I hired a herd of Millennials

One of the departments I mange is our (customer-facing, 24X7) support desk. I’ve had a lot of turnover, mainly due to the staffing model I inherited (too few people working way too many hours). I changed the staffing model to have a bunch of part-time college-aged people working all the night and weekend hours. For the most part, it’s working out pretty well. My full-timers are working a normal, 40-hour work week, don’t have to work nights or weekends, and aren’t being subjected to the stress and burnout-inducing nightmare of 60-80 hours per week like my predecessor had them doing.

The trouble is, managing Millennials is kind of a pain in the ass, at least for this Gen-X’er. They’re really high maintenance, they all seem to have a deplorable work ethic, think nothing of rolling in late and leaving early, they do as little actual work as possible, and waste even more time on the internet than I do (which is a lot). So, I’m reading up on how to manage Millennials, and a lot of what I’m reading is that my experience is typical, that Millennials tend to be narcissistic and lazy, and that I need to creatively work around that in order to manage them.

Anyways. Share your experiences, comments, etc.

I dunno. My kids are millennials and you described them perfectly.

College students are Millenials now? What the hell does this term even mean? Also, “I have to work with young people and they’re annoying.” Terrific.

New term to me too.

How would you have dealt with a 30-year-old acting like that, or a 40-year-old or a 50-year-old?

I’ve never been a manager, but my first thought is “These are your hours, these are your duties. If you can’t comply with either, good bye.” That doesn’t work?

You are likely their first employer. That means they need to learn to be employees. You can either let them sink or swim on their own or teach them to be employees.

So, in other words, they are pretty much just like college students with part time jobs in every other generation… ?

I don’t know. You tell me. When I was a college student, I worked my ass off. And despite my self-deprecating comments about wasting time on the internet, I still work my ass off.

Aren’t Millennials people born in 2000 and after? Those are some young college students…

Millennials (also known as the Millennial Generation or Generation Y) are the demographic cohort following Generation X. There are no precise dates when the generation starts and ends. Researchers and commentators use birth years ranging from the early 1980s to the early 2000s.

Pretty much yes, but there are noticeable differences between generations. What I notice about the millennial grads is that they think their college degree is a golden ticket to an easy career. They don’t realize that once they get that high paying job after graduation that they have to actually work, and work harder then they did in college. The fun part is a few years out when they have to deal with the new grads themselves. I think that’s the point where they finally mature and realize how green they once were also.

Anyway, despite an occasional urge to tell them to get off my lawn, they aren’t all that different from my generation or any other. They’re young, some of them will continue to learn, improve, work hard, and be very productive people. Other won’t, and that all has been the same for every generation.

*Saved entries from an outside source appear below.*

PR #532, opened 2022-09-19
Update complete_chassis_reboot_test.go

sezhang2:
Removed duplicated  SW versions before comparison 
  - Test passed on hardware platform

### DIFF
--- a/feature/gnoi/system/tests/complete_chassis_reboot/complete_chassis_reboot_test.go
+++ b/feature/gnoi/system/tests/complete_chassis_reboot/complete_chassis_reboot_test.go
@@ -98,7 +98,8 @@ func TestChassisReboot(t *testing.T) {
 			}},
 	}
 
-	expectedVersion := dut.Telemetry().ComponentAny().SoftwareVersion().Get(t)
+	versions := dut.Telemetry().ComponentAny().SoftwareVersion().Get(t)
+	expectedVersion := FetchUniqueItems(t, versions)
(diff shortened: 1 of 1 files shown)


amrindrr (approved):

feature/gnoi/system/tests/complete_chassis_reboot/complete_chassis_reboot_test.go
```diff
@@ -176,3 +178,17 @@ func TestChassisReboot(t *testing.T) {
...
+
+func FetchUniqueItems(t *testing.T, s []string) []string {
+	itemExisted := make(map[string]bool)
+	var uniqueList []string
+	for _, item := range s {
+		if _, ok := itemExisted[item]; !ok {
+			itemExisted[item] = true
+			uniqueList = append(uniqueList, item)
+		} else {
+			t.Logf("Detected duplicated item: %v", item)
```
wenovus, line 190: If this is helpful for debugging then would be nice to add some context to what is being duplicated.

wenovus (approved):

feature/gnoi/system/tests/complete_chassis_reboot/complete_chassis_reboot_test.go
sezhang2: I am adding the log to collect if we found the duplicated items on different platforms. 

I will update this code when I have more info.

PR #533, opened 2022-09-19
Component helper function 

amrindrr:
Use helper function defined here
https://github.com/openconfig/featureprofiles/blob/main/internal/components/components.go


sezhang2 (approved):

sezhang2 (changes requested):
Need to fix the static analysis error

sezhang2 (approved):

PR #501, opened 2022-09-12
complete_chassis_reboot_test: fix gnoi connection issue

mojiiba:
Hi, the gnoi reboot tests use the dut.RawAPIs().GNOI().Default(t). This call use the cached connection. However, since rebooting device closes the GNOI, so the cached connection will not be usable by the next testcase.

PR #539, opened 2022-09-21

sezhang2:
Fixed the similar connection issue like #501 using dut.RawAPIs().GNOI().New(t) instead of dut.RawAPIs().GNOI().Default()


liulk (approved):

bstoll:
Clarifying from an offline conversation:

This change does not do anything in the current state, but when another test case is added to this (depending on execution order) it will be necessary for each case to use a unique connection.

sezhang2:
> Clarifying from an offline conversation:
> 
> This change does not do anything in the current state, but when another test case is added to this (depending on execution order) it will be necessary for each case to use a unique connection.

Ack.  I plan to add another switchover, so there will be 2 switchovers. I makes similar change so that I will not miss it in future.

Oh, we call those “80’s babies” around here. Usually with much derision :smiley:

So did I. But I’ve allways outworked 95% of the people I’ve ever worked with. In almost every job I’ve ever had the majority of the people were lazy and incompetent.

It just means you don’t want them on your lawn.

No. Every generation of students is better than this one. This will be true no matter when it was said.

Ah.

I’m a Generation Xer too, and I remember people saying much the same things as unarguable truths about our generation when I was in my 20s. From the Wikipedia article on Generation X:

So, basically, every generation thinks the next set of college-age kids is lazy, self-centred, spoiled, etc etc etc. Then the kids grow up and turn out just fine.

Forget when they were born. Don’t manage them like they’re a separate species. Just tell them what the job expectations are, and what the penalties are for not fulfilling those expectations. Then follow through. The basically sensible ones will do fine, and you’ll get rid of the basically useless ones.

More like people in their first job, in any generation and location, since the first time someone actually got a job.

I’ve heard the same descriptions applied to people moving from day laborer or self-employed (cabbie, farmer…) to factory or office jobs, for example. Many of them had a strong work ethic, but not one which included such concepts as “being in the same place at the same hour every day for five days a week”.

nm. Shoulda refreshed before posting.

Too late for edit:

Are they working separately or in bunches? Because you seem to be going on the assumption that the shitty work ethic is uniform. If they all got hired at the same time and they’re working in a group, a few of them are going to be setting the tone for everyone. If there are a few who make it clear straight off that the point of this job is to goof off on the internet and talk to each other, rather than getting the work done, it’s very easy for the rest of the group to slip into that mode. If you can nip that in the bud, get rid of the real wasters and make it clear that that mindset isn’t going to fly, the rest may well shape up.